I waited almost half an hour in a small room before being allowed to enter an industrial lift for my “immersive experience”. The masks are hot and don’t add much, and there are many more spectators than at previous shows. The sheer scale meant I felt as if I was missing out on a dramatic gem as I wandered through the huge spaces. The design and mise-en-scène is superb – this is a wonderful re-creation of seedy 1960s Hollywood – but I never really engaged with the action.
I loved walking on sand, sitting in a tiny cinema, wandering through scruffy makeup areas, cubicles, and tawdry dressing rooms. The bar area was packed: masks could be removed.

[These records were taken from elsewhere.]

PR #3173, opened 2026-06-19
fix(runtime): close cost-accounting blind spots (reasoning tokens, $0 spend leaks)

dgageot:
## Summary

Fixes three genuine cost-accounting/observability bugs in the agent runtime, surfaced by a cost analysis of a delegating multi-agent workload. Each fix is an isolated commit with a regression test that fails before the change.

All fixes are **behavior-preserving for existing cost numbers** — they add missing data/signals rather than changing the cost formula.

### `fix(anthropic): record reasoning tokens from streaming usage`
Extended-thinking tokens are billed inside `OutputTokens` but were never surfaced as `chat.Usage.ReasoningTokens`, so the `/cost` dialog and usage dashboards showed **zero reasoning for Claude** while OpenAI and Gemini reported it. Maps `OutputTokensDetails.ThinkingTokens` (a read-only decomposition of the already-billed output tokens) on both the standard and Beta streaming paths. Purely additive observability — the cost formula is unchanged. Extracted `usageFromDelta` / `betaUsageFromDelta` so the mapping is unit-testable without standing up an SSE stream.

### `fix(runtime): warn when an uncatalogued model bills $0 with token usage`
Per-message cost is computed only when the model is in the models.dev catalogue and carries a price table; otherwise it is silently `0` even though real tokens were spent. That makes an uncatalogued model look free, so any spend guardrail built on the recorded cost never trips and the leak is invisible. Extracts `computeMessageCost`, which now reports whether pricing was available, and emits a warning when tokens were spent but no price was found. The cost arithmetic is unchanged.

### `fix(runtime): persist run_background_agent sub-sessions to the store`
Background-agent sub-sessions were added to the parent's in-memory object but never written to the session store: `runCollecting` runs on a detached goroutine with no `EventSink`, so the `PersistenceObserver` never saw a `SubSessionCompleted` event. Their tokens and cost were therefore recorded nowhere durable — **$0 for work that actually ran**, escaping any spend accounting that reads the store. Persists the completed sub-session directly via the (concurrency-safe) store on both the success and error paths, using a non-cancellable context so a stopped task still records its transcript. Writing to the store directly rather than through the shared observer chain avoids racing the parent's live `RunStream`.

## Testing

- `task test` — full suite green
- `golangci-lint run ./...` — 0 issues
- Each fix verified red→green by reverting the production change with the new test in place
- Runtime + anthropic packages pass under `-race`

Rebased on latest `main`.

### DIFF
--- a/pkg/model/provider/anthropic/adapter.go
+++ b/pkg/model/provider/anthropic/adapter.go
@@ -143,18 +143,28 @@ func (a *streamAdapter) Recv() (chat.MessageStreamResponse, error) {
 	case anthropic.MessageDeltaEvent:
 		a.stopReason = eventVariant.Delta.StopReason
 		if a.trackUsage {
-			response.Usage = &chat.Usage{
-				InputTokens:       eventVariant.Usage.InputTokens,
-				OutputTokens:      eventVariant.Usage.OutputTokens,
-				CachedInputTokens: eventVariant.Usage.CacheReadInputTokens,
-				CacheWriteTokens:  eventVariant.Usage.CacheCreationInputTokens,
-			}
+			response.Usage = usageFromDelta(eventVariant.Usage)
 		}
 	case anthropic.MessageStopEvent:
 		response.Choices[0].FinishReason = finishReason(a.stopReason, a.toolCall)
 	}
 
 	return response, nil
+}
+
+// usageFromDelta maps the standard Messages API streaming usage onto chat.Usage.
+// ReasoningTokens comes from OutputTokensDetails.ThinkingTokens, which Anthropic
+// reports as a read-only decomposition of OutputTokens (thinking is already
+// billed inside output), so surfacing it never changes the cost computed in the
+// runtime — it only makes the otherwise-invisible thinking spend observable.
+func usageFromDelta(u anthropic.MessageDeltaUsage) *chat.Usage {
+	return &chat.Usage{
+		InputTokens:       u.InputTokens,
+		OutputTokens:      u.OutputTokens,
+		CachedInputTokens: u.CacheReadInputTokens,
+		CacheWriteTokens:  u.CacheCreationInputTokens,
+		ReasoningTokens:   u.OutputTokensDetails.ThinkingTokens,
+	}
 }
 
 // finishReason maps an Anthropic stop reason (received on message_delta) onto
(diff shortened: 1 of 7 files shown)


melmennaoui (dismissed):

docker-agent (commented):
### Assessment: 🟢 APPROVE

The three cost-observability fixes are well-scoped, behavior-preserving, and correctly implemented. Each change is accompanied by a regression test. No high or medium severity bugs were found in the changed code.

**Summary of analysis:**

- **`fix(anthropic): record reasoning tokens from streaming usage`** — The `usageFromDelta` / `betaUsageFromDelta` extraction is clean. `ThinkingTokens` is correctly mapped to `ReasoningTokens` as a read-only decomposition of already-billed `OutputTokens`. No cost-formula impact.

- **`fix(runtime): warn when an uncatalogued model bills $0 with token usage`** — `computeMessageCost` and `usageHasTokens` are well-extracted. The `slog.Warn` correctly fires only when `usageHasTokens` is true and `!priced`. The `priced` bool is derived from whether `m != nil && m.Cost != nil` (implicitly, via `computeMessageCost`'s return). Logic is sound.

- **`fix(runtime): persist run_background_agent sub-sessions to the store`** — `persistBackgroundSubSession` uses `context.WithoutCancel` so a stopped task still writes its transcript. The event channel is fully drained before the persist call (the `for range events {}` loop at line 360 runs on both success and early-cancel paths), so no partially-written session state. `parent.ID` is an immutable field; safe to read from the background goroutine.

- **`test(reasoningblock): isolate user config`** — `paths.SetConfigDir` to a temp dir is the correct established pattern; fixes a legitimate test isolation flake.

**Minor observations (not actionable):**
- The `slog.Warn` for uncatalogued models (loop.go:834) logs `input_tokens` and `output_tokens` but not `reasoning_tokens`. For Anthropic thinking models, reasoning tokens are billed inside `output_tokens` anyway, so the omission doesn't affect spend accounting — but including it would aid future debugging.
- `usageHasTokens` (loop.go:895) does not check `ReasoningTokens`, which is consistent with Anthropic's billing model (thinking is billed inside `OutputTokens`). If that model changes, the check would need updating.

simonferquel (dismissed):

simonferquel (approved):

Punchdrunk is to be treasured, but I hope its next production is smaller in scale and has a better-focused narrative.
Plain brilliant
My divorce lawyer once gave me very good advice: wear a plain coat to court, no jewellery, look humble. It worked a treat. If only someone had told Lucy Adams this. When the much-mocked BBC Director of HR arrived to give evidence to a parliamentary committee last week, she sported an expensive lilac printed coat which screamed, “High salary [£332,000p.a.], designer choice”. Inside, she displayed too much jewellery – three rings, silver necklace, earrings. No wonder cheers rang out across the BBC newsroom when she was accused of lying, and castigated for her bizarre interpretation of giving a matter her “immediate” attention – i.e. weeks later. If Adams had any guts, she would bail out now.
Leader Hodge?
As Ed Miliband fails to connect with voters, might there be another contender for leader of the Labour party? Margaret Hodge wins praise from all sides for her incisive chairing of parliament’s powerful public accounts committee. The other day, she announced the Government “had yet to make a convincing case” for the funding of high-speed rail link HS2. Her interrogation of the BBC bosses’ line-up of shame last week was brutally forensic, and she is an excellent communicator.
She has her detractors: she was accused (as leader of Islington Council, 1982-92) of not taking seriously allegations of abuse of children in care. Recently, critics alleged that her family’s business pays minimum tax in the UK; this is not ideal while her committee castigates the tax arrangements of Vodaphone and Starbucks.
Three metrosexual males lead our main parties. Labour needs someone with cojones: Hodge fits the bill.
High society
To qualify as “supertall”, buildings must be over 330 metres (985 feet), often achieved with useless prongs and embellishments. In London, only The Shard is supertall, its top 20 per cent only decorative. The Council on Tall Buildings and Urban Habitat calls these buildings “vain”: half the skyscrapers in the UAE, such as Dubai’s Burj Al Arab, have 19 per cent of unusable space. And this in a country with plenty of land and few people. London’s South Bank is soon to have several very tall buildings, including a 44-storey tower at Elephant and Castle. A 49-storey building will house flats and a hotel south of Blackfriars bridge; at Nine Elms, the 50-storey St George Wharf Tower nears completion, and the Shell Centre has just announced plans for a high-level expansion. None adds distinction to London’s skyline, and the spaces around them at ground level will be windy and unwelcoming. The trend for macho architecture is depressing, and sums up the current trend for new money and vulgar bling.